# 8x8 beta cubes !



## adragast (Aug 16, 2011)

Hi !

51morefun has released 8x8 beta cubes:
http://51morefun.com/index.php?main...id=246&zenid=209feda28304b45b5141ea49f503bfae

Too bad they are already sold out...

Do you think this will become an official event ? I would personally rather have puzzles like 3x3x2, 2x2x3, etc... but well, I will probably buy a 8x8...

Adragast


----------



## sa11297 (Aug 16, 2011)

what brand is this? and I think that it is funny how the 8x8 costs more than the 11x11 right now.


----------



## Magellanic (Aug 16, 2011)

So is this the anticipated ShengShou 8x8? Remember that this is not the final price, it's only the price of the beta version... I really doubt that the 8x8 will become an official event simply because of how time consuming it would be...


----------



## Owen (Aug 16, 2011)

Is this a KO or is it an original design?


----------



## MaeLSTRoM (Aug 16, 2011)

Owen said:


> Is this a KO or is it an original design?


 
Really need a look at the mech but based on appearance and proportions of edges, Im gonna guess Vmech.


----------



## Drake (Aug 16, 2011)

Hmm it doesn't mean. Recently Shengshou maked their original dessigned. They are other mech then v-cube. Just need to be creative.


----------



## qqwref (Aug 16, 2011)

This won't be an official event, but it should be fun to solve anyway. I might order one once the price goes down to a more reasonable level.


----------



## cityzach (Aug 16, 2011)

probably KO but i dont mind. if this comes to US stores, and the price gets lowered, im definetly interested in getting one!


----------



## asportking (Aug 16, 2011)

It says the price isn't final, so it probably won't be $200.


----------



## RubikZz (Aug 16, 2011)

It looks like they used dices.


----------



## iEnjoyCubing (Aug 17, 2011)

Oh my god this cube store is amazing O.O so many things I want from there...


----------



## emolover (Aug 17, 2011)

iEnjoyCubing said:


> Oh my god this cube store is amazing O.O so many things I want from there...


 
In due time. (Like next weekend when they are back in stock).


----------



## cuberkid10 (Aug 17, 2011)

I'm glad my birthday is this week, so I'll have money. I wonder how shipping and processing speed is?


----------



## iEnjoyCubing (Aug 17, 2011)

cuberkid10 said:


> I'm glad my birthday is this week, so I'll have money. I wonder how shipping and processing speed is?

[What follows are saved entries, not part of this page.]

PR #4469, opened 2023-02-08
Json format output for tools

tariromukute:
Hi,

We used bcc tools to do performance analysis of different virtualised applications, trying to understand how they use the underlying resource. We had to provide graphs for the publication. We found it easier to graph the results when the output is in json format (especially for distribution graphs). Since we had to do this for a number of tools and applications adding a json format output option for each of the tools made it easier. In the case that someone finds this option useful this PR:

1. Adds json format output option to the tools (`-j` or `--json`)
2. Adds test cases to validate the returned json output `tests/python/test_tools_json_output.py`

In our case we used plotly to create graphs, see the sample below.

hardirqs_count

### DIFF
--- a/tests/python/test_tools_json_output.py
+++ b/tests/python/test_tools_json_output.py
@@ -48,23 +48,20 @@ class SmokeTests(TestCase):
     # Use this for commands that don't have a built-in timeout, so we have
     # to Ctrl-C out of them by sending SIGINT. If that still doesn't stop
     # them, send a kill signal 5 seconds later.
-    def run_with_int(self, command, timeout=5, kill_timeout=5,
+    def run_with_int(self, command, output={}, timeout=5, kill_timeout=5,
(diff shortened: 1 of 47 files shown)


chenhengqi:
cc @brendangregg

yonghong-song:
I see this 'We had to provide graphs for the publication'. We probably cannot just add jason support if this intends to be used for research only. cc @brendangregg

tariromukute:
Hi @yonghong-song, thank you for checking this out. Yeah our use case was for research, however I assume this can be useful outside research e.g., streaming the logs in production to Promotheus and Grafana (although we would need to implement an exporter first). I would presume it will be easier to ETL the output of these tools when they are in json format for production visualisation of their results (especially for distribution graphs). 

I also noted that there was already a function `print_json_hist` which was not being used by the tools. I also presume there was an intention to have this function called from within the tools.

PR #4470, opened 2023-02-08
tools/f2fsslower: add f2fsslower for F2FS

weibang6liu:
Add f2fsslower tool, which can be used for tracing mobile platform IO operations in F2FS layer.
F2FS (Flash Friendly File System) is an open source flash file system 
designed specifically for NAND-based storage devices, which currently mainly used on mobile platforms.

### DIFF
--- a/tools/f2fsslower.py
+++ b/tools/f2fsslower.py
@@ -86,7 +86,7 @@ struct data_t {
     char file[DNAME_INLINE_LEN];
 };
 BPF_HASH(entryinfo, u64, struct val_t);
-BPF_PERF_OUTPUT(events);
+PERF_TABLE
 //
 // Store timestamp and size on entry
 //
@@ -202,7 +202,7 @@ static int trace_return(struct pt_regs *ctx, int type)
         return 0;
     bpf_probe_read_kernel(&data.file, sizeof(data.file), (void *)qs.name);
     // output
-    events.perf_submit(ctx, &data, sizeof(data));
+    PERF_OUTPUT_CTX
     return 0;
 }
 int trace_read_return(struct pt_regs *ctx)
@@ -246,6 +246,19 @@ if args.pid:
     bpf_text = bpf_text.replace('FILTER_PID', 'pid != %s' % pid)
 else:
     bpf_text = bpf_text.replace('FILTER_PID', '0')
+
+if BPF.kernel_struct_has_field(b'bpf_ringbuf', b'waitq') == 1:
+    PERF_MODE = "USE_BPF_RING_BUF"
+    bpf_text = bpf_text.replace('PERF_TABLE',
+                                'BPF_RINGBUF_OUTPUT(events, 64);')
+    bpf_text = bpf_text.replace('PERF_OUTPUT_CTX',
+                                'events.ringbuf_output(&data,sizeof(data),0);')
+else:
+    PERF_MODE = "USE_BPF_PERF_BUF"
+    bpf_text = bpf_text.replace('PERF_TABLE', 'BPF_PERF_OUTPUT(events);')
+    bpf_text = bpf_text.replace('PERF_OUTPUT_CTX',
+                                'events.perf_submit(ctx,&data,sizeof(data));')
+
 if debug or args.ebpf:
     print(bpf_text)
     if args.ebpf:
@@ -308,9 +321,18 @@ else:
           "BYTES", "OFF_KB", "LAT(ms)", "FILENAME"))
 
 # read events
-b["events"].open_perf_buffer(print_event, page_cnt=64)
+
+# loop with callback to print_event
+if PERF_MODE == "USE_BPF_RING_BUF":
+    b["events"].open_ring_buffer(print_event)
+else:
+    b["events"].open_perf_buffer(print_event, page_cnt=64)
+
 while 1:
     try:
-        b.perf_buffer_poll()
+        if PERF_MODE == "USE_BPF_RING_BUF":
+            b.ring_buffer_poll()
+        else:
+            b.perf_buffer_poll()
     except KeyboardInterrupt:
         exit()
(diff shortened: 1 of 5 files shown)


brendangregg:
Would f2fs have enough widespread use to justify inclusion in bcc? Where is it mostly adopted, is it Pixel phones?

I've published over 500 useful tracing tools (for various different tracers) but I've only included around 50 of them in bcc, because we'd like it to have the "best of" collection that is well maintained and working. I would guess there are over one hundred file systems for Linux, and over a dozen in mainline, so I'd really want to think about whether this is a commonly used file system or one of the niche ones.

If we determine this shouldn't be in bcc at the moment, I'd recommend creating a Samsung github repo called "f2fs eBPF tools" and put it there. It can always be published somewhere else first and then moved to bcc if there is demand.

netedwardwu:
```
Would f2fs have enough widespread use to justify inclusion in bcc? Where is it mostly adopted, is it Pixel phones?
```
Just sharing my experience...

As I know, f2fs is a popular file system in Android platform nowaday, since it becomes more mature.
Not only Android phones but also some Android TV devices have adopted it.
When comparing f2fs with ext4, the score from some benchmark tools(ex: Antutu) that f2fs is better than ext4.
Everybody likes to compare different products with benchmark score before buying some.

BTW, running f2fsslower on my Android platform, and it seems to be working fine.

Thanks

weibang6liu:
The F2FS system is currently widely used in Android mobile platforms, including mobile phones, TVs, and vehicle systems. 
 It is friendly to flash memory and makes it perform better. Compared with ext4, it has better random read and write performance.
 At present, the data partition of most mobile phone systems adopts F2FS to ensure a better experience.
 Google's Android official guidance, when prompting users to update the system, also recommends choosing F2FS, 
 see the link(**Partition requirements** part):https://source.android.com/docs/core/ota/dynamic-system-updates ,
 Starting from linux 3.8, F2FS has been officially added to the linux kernel.
 At the same time, there are currently many papers discussing the performance optimization of F2FS. 
 In general, F2FS is a popular file system on Android platform. 
thanks @netedwardwu for sharing.

tools/f2fsslower.py
```diff
@@ -0,0 +1,318 @@
...
+#define TRACE_WRITE        1
+#define TRACE_OPEN        2
+#define TRACE_FSYNC        3
+struct val_t {
+    u64 ts;
+    u64 offset;
+    struct file *fp;
+};
+struct data_t {
+    // XXX: switch some to u32's when supported
```
chenhengqi, line 80: ?

tools/f2fsslower.py
```diff
@@ -0,0 +1,318 @@
...
+
+# header
+if (csv):
+    print("ENDTIME_us,TASK,PID,TYPE,BYTES,OFFSET_b,LATENCY_us,FILE")
+else:
+    if min_ms == 0:
+        print("Tracing f2fs operations")
+    else:
+        print("Tracing f2fs operations slower than %d ms" % min_ms)
+    print("%-8s %-14s %-6s %1s %-7s %-8s %7s %s" % ("TIME", "COMM", "PID", "T",
```
chenhengqi, line 309: `%7s` for pid.

tools/f2fsslower.py
```diff
@@ -0,0 +1,318 @@
...
+if BPF.get_kprobe_functions(b'f2fs_file_read_iter'):
+    b.attach_kprobe(event="f2fs_file_read_iter", fn_name="trace_read_entry")
+else:
+    b.attach_kprobe(event="generic_file_read_iter", fn_name="trace_read_entry")
+b.attach_kprobe(event="f2fs_file_write_iter", fn_name="trace_write_entry")
+b.attach_kprobe(event="f2fs_file_open", fn_name="trace_open_entry")
+b.attach_kprobe(event="f2fs_sync_file", fn_name="trace_fsync_entry")
+if BPF.get_kprobe_functions(b'f2fs_file_read_iter'):
+    b.attach_kretprobe(event="f2fs_file_read_iter",
+                       fn_name="trace_read_return")
```
chenhengqi, line 293: Keep this in single line.

tools/f2fsslower.py
weibang6liu: ? 
 I thought "%-6s" is enough for pid.

tools/f2fsslower.py
weibang6liu: I want to keep this in one line, but if do that, it would't meet pep8("E501 line too long (80 > 79 characters)") rule.

tools/f2fsslower.py
```diff
@@ -0,0 +1,318 @@
...
+    ./f2fsslower 1           # trace operations slower than 1 ms
+    ./f2fsslower -j 1        # ... 1 ms, parsable output (csv)
+    ./f2fsslower 0           # trace all operations (warning: verbose)
+    ./f2fsslower -p 185      # trace PID 185 only
+"""
+parser = argparse.ArgumentParser(
+    description="Trace common f2fs file operations slower than a threshold",
+    formatter_class=argparse.RawDescriptionHelpFormatter,
+    epilog=examples)
+parser.add_argument("-j", "--csv", action="store_true",
```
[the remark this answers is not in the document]
weibang6liu: This suggestion has been adopted，see ‘6c3e9f5’ commit.

tools/f2fsslower.py
```diff
@@ -0,0 +1,318 @@
...
+else:
+    if min_ms == 0:
+        print("Tracing f2fs operations")
+    else:
+        print("Tracing f2fs operations slower than %d ms" % min_ms)
+    print("%-8s %-14s %-6s %1s %-7s %-8s %7s %s" % ("TIME", "COMM", "PID", "T",
+          "BYTES", "OFF_KB", "LAT(ms)", "FILENAME"))
+
+# read events
+b["events"].open_perf_buffer(print_event, page_cnt=64)
```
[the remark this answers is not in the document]
weibang6liu: Thank you for your sugguestion, I add ringbuf process on this commit [fcb1601](https://github.com/iovisor/bcc/pull/4470/commits/fcb1601afc5747bd3e34b6c6107b8f534851122e)

chenhengqi:
Close in favor of #4782 .

PR #4471, opened 2023-02-09
libbpf-tools/offcputime: Use CO-RE operation to read kernel data

ekyooo:
Use CO-RE API to read the value of a field from task_struct.

Signed-off-by: Eunseon Lee <es.lee@lge.com>

### DIFF
--- a/libbpf-tools/offcputime.bpf.c
+++ b/libbpf-tools/offcputime.bpf.c
@@ -66,15 +66,15 @@ int BPF_PROG(sched_switch, bool preempt, struct task_struct *prev, struct task_s
 	u32 pid;
 
 	if (allow_record(prev)) {
-		pid = prev->pid;
+		pid = BPF_CORE_READ(prev, pid);
 		/* To distinguish idle threads of different cores */
 		if (!pid)
 			pid = bpf_get_smp_processor_id();
 		i_key.key.pid = pid;
-		i_key.key.tgid = prev->tgid;
+		i_key.key.tgid = BPF_CORE_READ(prev, tgid);
 		i_key.start_ts = bpf_ktime_get_ns();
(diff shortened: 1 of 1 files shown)


libbpf-tools/offcputime.bpf.c
```diff
@@ -66,15 +66,15 @@ int BPF_PROG(sched_switch, bool preempt, struct task_struct *prev, struct task_s
 	u32 pid;
 
 	if (allow_record(prev)) {
-		pid = prev->pid;
+		pid = BPF_CORE_READ(prev, pid);
```
chenhengqi, line 69: `tp_btf` is BTF-awared, pointer chasing should work, right ?

ekyooo: Oh... I didn't know that. Thank you for the information. Does `tp_btf` support depend on kernel version?
A segfault occurred when running the default version of offfcputime on a Linux v5.4 kernel environment. So I switched tp_btf to tracepoint as below. So this patch was needed.
```
-SEC("tp_btf/sched_switch")
+SEC("tracepoint/sched/sched_switch")
```
Could you please tell me if `tp_btf` is supported in Linux v5.4 as well?
Thank you in advance.

ekyooo: Ok. I got information from another engineer that tp_btf is not supported in Linux v5.4. I abandon this patch. Thank you.

chenhengqi: See https://github.com/iovisor/bcc/issues/4231.

ekyooo: Oh..!! Thank you. I'll read it carefully.

PR #4484, opened 2023-02-15
libbpf-tools/cachestat: Introduce tracepoint writeback_dirty_{page,folio}

Rtoax:
Add tracepoint:writeback:writeback_dirty_{page,folio} support.

kernel commit 9fb0a7da0c52("writeback: add more tracepoints") add writeback_dirty_page tracepoint, kernel commit b9b0ff61eef5("mm/writeback: Convert tracing writeback_page_template to folios") replace writeback_dirty_page to writeback_dirty_folio.

Both folio_account_dirtied() and account_page_dirtied() are static functions and they may be gone during compilation.

### DIFF
--- a/libbpf-tools/cachestat.c
+++ b/libbpf-tools/cachestat.c
@@ -5,6 +5,7 @@
 //  8-Mar-2021   Wenbo Zhang   Created this.
 // 30-Jan-2023   Rong Tao      Add kprobe and use fentry_can_attach() decide
 //                             use fentry/kprobe
+// 15-Feb-2023   Rong Tao      Add tracepoint writeback_dirty_{page,folio}
 #include <argp.h>
 #include <signal.h>
 #include <stdio.h>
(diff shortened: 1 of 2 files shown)


libbpf-tools/cachestat.c
```diff
@@ -164,8 +165,20 @@ int main(int argc, char **argv)
 	}
 	if (kprobe_exists("folio_account_dirtied")) {
 		bpf_program__set_autoload(obj->progs.kprobe_account_page_dirtied, false);
-	} else {
+		bpf_program__set_autoload(obj->progs.tracepoint__writeback_dirty_folio, false);
```
chenhengqi, line 168: Please separate kprobe and tracepoint checks.

Rtoax: Hi, I'm not separate kprobe/tracepoint because those are same thing in diff kernel version.

* folio_account_dirtied:  v5.15
* account_page_dirtied: v2.6.29 - v5.15
* tp:writeback:writeback_dirty_page: v3.8 - v5.15
* tp:writeback:writeback_dirty_folio:  v5.15 - nowest

These observation points actually mean the same thing, so I put them together. Follow the if-else statement to choose one of them. Do you think it also makes some sense?

yonghong-song:
LGTM. Thanks!

PR #4486, opened 2023-02-17
bcc/python: Add ring_buffer_epoll_fd() API to get fd of ring buffer.

chaudron:
Add an API for Python programs to get the file descriptor of the ring buffer. This API is named ring_buffer_epoll_fd() and can be used to add async event handling to python programs.

For example the common loop in the examples:

  try:
      while 1:
          b.ring_buffer_poll()
  except KeyboardInterrupt:
      sys.exit()

Can be re-written as:

  ring_fd = b.ring_buffer_epoll_fd()
  epoll = select.epoll()
  epoll.register(ring_fd, select.EPOLLIN)

  try:
      while 1:
          events = epoll.poll()
          for fd, event in events:
              if fd == ring_fd:
                  b.ring_buffer_consume()
  except KeyboardInterrupt:
      sys.exit()

### DIFF
--- a/src/cc/libbpf.c
+++ b/src/cc/libbpf.c
@@ -1696,6 +1696,12 @@ int bpf_consume_ringbuf(struct ring_buffer *rb) {
     return ring_buffer__consume(rb);
 }
 
+/* Get an fd that can be used to sleep until data is available in the
+ * ring(s). */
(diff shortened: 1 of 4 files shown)


chaudron:
Found a problem with this approach, will close the MR.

I'm pretty sure you have the option of slower (i.e., 2-3 weeks) but cheaper shipping, or a faster but more expensive option like DHL.


----------



## asportking (Aug 17, 2011)

emolover said:


> In due time. (Like next weekend when they are back in stock).


 
Wait, they're going to have 8x8's next weekend!?!?


----------



## emolover (Aug 17, 2011)

asportking said:


> Wait, they're going to have 8x8's next weekend!?!?


 
No, I am ordering with iEnjoycubing next weekend.


----------



## mitch1234 (Aug 17, 2011)

It looks like that one 8x8 that came out a while ago, I think it was Lesli Le's 8x8 if I'm not correct please correct me. The turner looks like crap and for $200 i don't think its a Shengshou, the Shengshou would be tops $50. But for and 8x8 it looks okay.


----------



## Drake (Aug 17, 2011)

Hmm maybe because it's not the final version? It's a prototype. But it's shengshou, i am pretty sure, and pretty sure to it's not an KO.


----------



## uberCuber (Aug 17, 2011)

mitch1234 said:


> It looks like that one 8x8 that came out a while ago, I think it was Lesli Le's 8x8 if I'm not correct please correct me. The turner looks like crap and for $200 i don't think its a Shengshou, the Shengshou would be tops $50. But for and 8x8 it looks okay.


 
Notice the big line on the page that says "It's a preview! The price is not the final one."


----------



## Winston Yang (Aug 17, 2011)

sa11297 said:


> what brand is this? and I think that it is funny how the 8x8 costs more than the 11x11 right now.


 
That's true.


----------



## Drake (Aug 17, 2011)

Yupers, it's a KO, got confirmed by a good source. Same for the shengshou 6x6. But idk if they are KO's directly.


----------



## champion (Aug 17, 2011)

Hi,thanks for attention to 8x8! It will be a huge amazing cube with advanced design and mechanism much bettern than 6x6. We will be the first store on the world to release and update its latest news. So pls be a little more patience!


----------



## RubikZz (Aug 17, 2011)

champion said:


> Hi,thanks for attention to 8x8! It will be a huge amazing cube with advanced design and mechanism much bettern than 6x6. We will be the first store on the world to release and update its latest news. So pls be a little more patience!


 
Which brand is the 8x8?


----------



## Drake (Aug 17, 2011)

Shengshou, sure at 99%.


----------



## LeighzerCuber (Oct 27, 2011)

Wait, are there going to be 8x8's being released this weekend, or next week's weekend? Also, how much will they cost?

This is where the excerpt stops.